== ACTION ITEM ==
Count the lines of the data that have the word "subclass", then report the number without anything else.

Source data
%%

PR #1215, opened 2023-11-22
Add build-image-on-tags GitHub action

nimalank7:
Description:
- Adds a GitHub Action to build the docker image but tagged
- Use 'k' instead of 'v' to avoid clashing with the existing docker images as this isn't ready to release without testing yet


kentsanggds (approved):
LGTM

PR #1222, opened 2023-12-05
Add a datagovuk user to the Dockerfile

kentsanggds:
Adding the datagovuk user enables rails db processes

### DIFF
--- a/docker/Dockerfile
+++ b/docker/Dockerfile
@@ -19,3 +19,5 @@ RUN gem install bundler && bundle install
 
 RUN chown -R datagovuk:datagovuk $DATAGOVUK_HOME
 USER datagovuk
+
+# TODO: check if we really need the datagovuk user to own DATAGOVUK_HOME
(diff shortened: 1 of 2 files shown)


docker/Dockerfile
```diff
@@ -8,6 +8,14 @@ RUN apt-get install -y nodejs postgresql postgresql-contrib
...
+ENV DATAGOVUK_HOME /srv/app/datagovuk_publish
+
+# Create datagovuk user
+RUN useradd -r -u 900 -m -c "datagovuk account" -d $DATAGOVUK_HOME -s /bin/false datagovuk
+
+COPY ./ $DATAGOVUK_HOME
 
 RUN gem install bundler && bundle install
+
+RUN chown -R datagovuk:datagovuk $DATAGOVUK_HOME
```
sengi, line 20: The app shouldn't need to write to the container image, so it shouldn't need to be the owner of any files in there. Do you know if this is really needed? If it is, then let's call it out as a TODO to fix it later at least.

sengi (approved):

docker/Dockerfile
kentsanggds: I haven't looked into it in too much details but things seem to work from a fresh startup with the new Dockerfile, I'll add a TODO for future fix

PR #1261, opened 2024-02-26
Remove sidekiq schedule and sentry raven

kentsanggds:
The sidekiq schedule is replaced by cronjobs in the govuk-dgu-charts and sentry-raven is handled by the govuk_app_config gem so does not need to be managed in this app.


sengi:
These two things seem unrelated — probably better to make them separate PRs?

sengi:
You could also save a bunch of resources by removing the k8s cronjobs rather than the Sidekiq ones. I don't think the cronjobs being visible buys us much (it's just as easy to see tasks being injected by looking at the worker logs), but it has several small downsides like more components to think about, more config, more different places to look when things go wrong.

kentsanggds:
ok, I can move the cronjob tasks to sidekiq instead, was just following convention so can do it the other way

PR #1267, opened 2024-03-06
Add dev.Dockerfile to use on local dev cluster

kentsanggds:
dev.Dockerfile extends the production Dockerfile to include development environment dependencies that would be useful to use in a local cluster to aid running tests and debugging issues.


docker/dev.Dockerfile
```diff
@@ -0,0 +1,11 @@
+FROM ghcr.io/alphagov/datagovuk_publish:v2.16.0
+
+USER root
+ENV BUNDLE_WITHOUT=""
+ENV RAILS_ENV=development
+RUN apt update && install_packages \
```
sengi, line 6: [install_packages](https://github.com/alphagov/govuk-ruby-images/blob/main/install_packages.sh#L11) already takes care of the `apt update`.

```suggestion
RUN install_packages \
```

sengi (approved):
Cool 👍

docker/dev.Dockerfile
kentsanggds: ok, I've taken it out

PR #1301, opened 2024-07-19
Update MAX_SIZE deletion to 15647

kentsanggds:
Delete 15647 records as one of the publishers wishes to remove all their datasets.


nimalank7 (approved):
LGTM!

Issue #295, opened 2023-06-08
docs: Likelihoods notebook


thomaspinder:
Provide a notebook that sheds some light on our likelihood construction and what goes on under the hood.

Issue #294, opened 2023-06-07
docs: Integrator example.


daniel-dodd:
Add short example of choosing an integrator being used to the svgp notebook #283.

PR #296, opened 2023-06-08
Add integrator/likelihoods doc

thomaspinder:
## Type of changes

- [ ] Bug fix
- [ ] New feature
- [X] Documentation / docstrings
- [ ] Tests
- [ ] Other

## Checklist

## Description

This PR introduces a piece of documentation that provides users with a guide to likelihood functions and how the integration strategy attached to a likelihood function can be changed.

Issue Number: #295 #294

### DIFF
--- a/docs/examples/likelihoods_guide.py
+++ b/docs/examples/likelihoods_guide.py
@@ -194,7 +194,7 @@ for ax in axes.ravel():
 # distribution.
 #
 # A table of commonly used link functions and their corresponding likelihood can be
-# found [here](https://en.wikipedia.org/wiki/Generalized_linear_model#Link_function)
+# found [here](https://en.wikipedia.org/wiki/Generalized_linear_model#Link_function).
 #
 # ### Expected log likelihood
 #
--- a/docs/examples/likelihoods_guide.py
+++ b/docs/examples/likelihoods_guide.py
@@ -86,7 +86,7 @@ ax.legend()
 # likelihood is appropriate for this dataset as it allows for negative values.
 #
 # As we see in \eqref{eq:likelihood_fn}, the likelihood function factorises over the
-# $N$ observations. As such, we must provide this information to GPJax when
+# $n$ observations. As such, we must provide this information to GPJax when
 # instantiating a likelihood object. We do this by specifying the `num_datapoints`
 # argument.
 
--- a/docs/examples/likelihoods_guide.py
+++ b/docs/examples/likelihoods_guide.py
@@ -181,7 +181,7 @@ for ax in axes.ravel():
 
 # ### Link functions
 #
-# In the above figure we can see the latent samples being constrained to be either 0 or
+# In the above figure, we can see the latent samples being constrained to be either 0 or
 # 1 when a Bernoulli likelihood is specified. This is achieved by the
 # `inverse link_function` $\eta(\cdot)$ of the likelihood. The link function is a
 # deterministic function that maps the latent distribution of the Gaussian process to
--- a/docs/examples/likelihoods_guide.py
+++ b/docs/examples/likelihoods_guide.py
@@ -45,7 +45,7 @@
 # In GPJax, all likelihoods are a subclass of the `AbstractLikelihood` class. This base
 # abstract class contains the three core methods that all likelihoods must implement:
 # `predict`, `link_function`, and `expected_log_likelihood`. We will discuss each of
-# these methods in the forthcoming sections, but first we will show how to instantiate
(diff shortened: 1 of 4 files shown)


docs/examples/likelihoods_guide.py
```diff
@@ -0,0 +1,263 @@
+# # Likelihood guide
+#
+# In this notebook we will walk users through the process of creating a new likelihood
+# in GPJax.
```
daniel-dodd, line 4:
```suggestion
# In this notebook, we will walk users through the process of creating a new likelihood
# in GPJax.
```

docs/examples/likelihoods_guide.py
```diff
@@ -0,0 +1,263 @@
...
+# case, we would choose a likelihood function that is only defined for values between
+# 0 and 1.
+#
+# ## Likelihoods in GPJax
+#
+# In GPJax, all likelihoods are a subclass of the `AbstractLikelihood` class. This base
+# abstract class contains the three core methods that all likelihoods must implement:
+# `predict`, `link_function`, and `expected_log_likelihood`. We will discuss each of
+# these methods in the forthcoming sections, but first we will show how to instantiate
+# a likelihood object. To do this, we'll need a dataset.
```
daniel-dodd, line 49:
```suggestion
# these methods in the forthcoming sections, but first, we will show how to instantiate
# a likelihood object. To do this, we'll need a dataset.
```

docs/examples/likelihoods_guide.py
```diff
@@ -0,0 +1,263 @@
...
+import tensorflow_probability.substrates.jax as tfp
+
+tfd = tfp.distributions
+plt.style.use("./gpjax.mplstyle")
+cols = plt.rcParams["axes.prop_cycle"].by_key()["color"]
+key = jr.PRNGKey(123)
+
+
+N = 50
+x = jnp.sort(jr.uniform(key=key, shape=(N, 1), minval=-3.0, maxval=3.0), axis=0)
```
daniel-dodd, line 71: Consistency -> lower case `n` is used in the other notebooks.
```suggestion
n = 50
x = jnp.sort(jr.uniform(key=key, shape=(n, 1), minval=-3.0, maxval=3.0), axis=0)
```

docs/examples/likelihoods_guide.py
```diff
@@ -0,0 +1,263 @@
...
+ax.legend()
+# -
+
+# In this example, our observations have support $[-3, 3]$ and are generated from a
+# sinusoidal function with Gaussian noise. As such, our response values $\mathbf{y}$
+# range between $-1$ and $1$, subject to Gaussian noise. Due to this, a Gaussian
+# likelihood is appropriate for this dataset as it allows for negative values.
+#
+# As we see in \eqref{eq:likelihood_fn}, the likelihood function factorises over the
+# $N$ observations. As such, we must provide this information to GPJax when
```
daniel-dodd, line 89: A lower case $n$ is used through out other sections of the docs.
```suggestion
# As we see in \eqref{eq:likelihood_fn}, the likelihood function factorises over the
# $n$ observations. As such, we must provide this information to GPJax when
```

docs/examples/likelihoods_guide.py
```diff
@@ -0,0 +1,263 @@
...
+        alpha=0.5,
+        color=cols[1],
+        label="Predictive samples",
+    )
+# -
+
+# ### Link functions
+#
+# In the above figure we can see the latent samples being constrained to be either 0 or
+# 1 when a Bernoulli likelihood is specified. This is achieved by the
```
daniel-dodd, line 185:
```suggestion
# In the above figure, we can see the latent samples being constrained to be either 0 or
# 1 when a Bernoulli likelihood is specified. This is achieved by the
```

daniel-dodd (commented):
### To merge:
Looks good @thomaspinder. Left some comments.


### For future:

Its nice that you break down the `AbstractLikelihood` down. As a further suggestion, it would be nice if we explicitly demonstrated what a user would have to code themselves if they wanted to add their own likelihood (like we do in the kernels guide), as an example. E.g., via a Poisson or Bernoulli (or Both). You could even maybe have a table that breaks things down with the maths and the code for the link functions, what the data looks like under each scenario -> e.g., count use Poisson, for Binary use Bernoulli, etc.

And it would be good to explicitly have links/ advertise custom likelihood, kernel, mean function etc, somewhere in our docs.

thomaspinder:
Thanks @daniel-dodd - all suggestions actioned.

Issue #217, opened 2023-01-25
dev: Add paper citations to objects


thomaspinder:
Attach the citation to objects where there is a clear citation available e.g., Rahimi & Recht (2009) for random Fourier features. One option could be to return the bibtex string, or simply the paper name and authors.

PR #300, opened 2023-06-09
Add cite functionality

thomaspinder:
## Type of changes

- [ ] Bug fix
- [X] New feature
- [ ] Tests
- [ ] Other

## Checklist

## Description

This PR introduces a citation function that, given an object, returns the relevant bibtex string.

Issue Number: #217

### DIFF
--- a/docs/examples/graph_kernels.py
+++ b/docs/examples/graph_kernels.py
@@ -134,9 +134,23 @@ cbar = plt.colorbar(sm)
 
 # %%
 likelihood = gpx.Gaussian(num_datapoints=D.n)
-prior = gpx.Prior(mean_function=gpx.Zero(), kernel=gpx.GraphKernel(laplacian=L))
+kernel = gpx.GraphKernel(laplacian=L)
+prior = gpx.Prior(mean_function=gpx.Zero(), kernel=kernel)
 posterior = prior * likelihood
 
+# %% [markdown]
+#
+# For researchers and the curious reader, GPJax provides the ability to print the
+# bibtex citation for objects such as the graph kernel through the `cite()` function.
+
+# %%
+print(gpx.cite(kernel))
+
+# %% [markdown]
+#
+# With a posterior defined, we can now optimise the model's hyperparameters.
+
+# %%
 opt_posterior, training_history = gpx.fit(
     model=posterior,
     objective=jit(gpx.ConjugateMLL(negative=True)),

%%

== EXERCISE SOLUTION ==
2